I suppose the nature of anxiety and depression is that when your are down, you are very self absorbed and selfish. So I’ll use this leaving quip as a bit of an apology to people around me who may have been treading on eggshells when I’ve been in a weird place recently..And also as a huge thank you to those who have borne the brunt of the resultant mood swings and negativity, who have not judged me but been there, understood and have helped out no end.

These times will pass, as will the feelings. If you are depressed or burdened by anxiety, know you are not alone. Know you are strong. And always know there is someone there to listen.

Samaritans – 24/7 – Call 116 123 – 365 days a year

2 Replies to “A Walking Contradiction – an exercise in self sabotage

  1. I like you. I like you a lot.

    And that’s because you are fundamentally a good guy. Flawed? Of course. We all are. Your anxiety doesn’t define you though. I don’t look at you and the first thing that pops into my head is anything negative. Nothing negative rises over the horizon. I’m always happy to see you. Always a pleasure and never a chore as they say.
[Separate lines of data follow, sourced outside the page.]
PR #2931, opened 2025-05-05
build: stop pushing `main` container tags (but continue pushing `latest`)

infinitewarp:
See this conversation for context:
https://redhat-internal.slack.com/archives/C02QSNF1UKE/p1746208791358419

TLDR: I discovered that we are pushing the combined manifest for `latest` but not for `main`, `latest` basically aliases the `main` tag, and nothing we know currently uses `main`. So, drop `main` and keep `latest`.


ruda (approved):

nicolearagao (approved):
LGTM

PR #2957, opened 2025-05-29
Add a test signaling that backend change might confuse UI

mirekdlugosz:
In https://github.com/quipucords/quipucords-ui/pull/630 , UI expects that keys in aggregate report JSON "buckets" are unique. That is, if there ever exists "results.some_key" and "diagnostic.some_key", UI results might be unpredictable.

Add a test that will fail in this case, with explanation in docstring.


infinitewarp (approved):
This feels more like a potential bug in the UI's code, but I'm okay adding this test as an early warning for us.

PR #2967, opened 2025-06-04
build: unpin transitive build dependency rpds-py

infinitewarp:
See also https://github.com/quipucords/quipucords/pull/2955 which originally pinned rpds-py to `0.24.0` in d40676f467bc0b90fb27b010152ac5940dafcf4b because downstream Konflux builds were failing on newer versions of rpds-py.

## Summary by Sourcery

Build:
- Update project dependency configuration to remove the explicit rpds-py requirement from pyproject.toml and rely on transitive resolution instead.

    Now none of us are strangers to the self loathing and over analysing, but I genuinely hope you read this and can stand in my shoes and look at yourself and see the good guy you are. Even if it is just for a moment. Indulge yourself in accepting that you have friends out here in this chaotic world.

  2. Thanks for putting this out there in your awesomley authetic and touching way. Depression, anxiety, low self esteem is truly exhausting and its like being trapped In ikea day aftee day in their one way system. Whatever tags we give ourselves its part of us and learning to live with them is half the battle. Your learning, navigating, sharing and trying to grow from it. That’s the important thing.

    Always remember your a bloody fantastic human being! Never stop being you.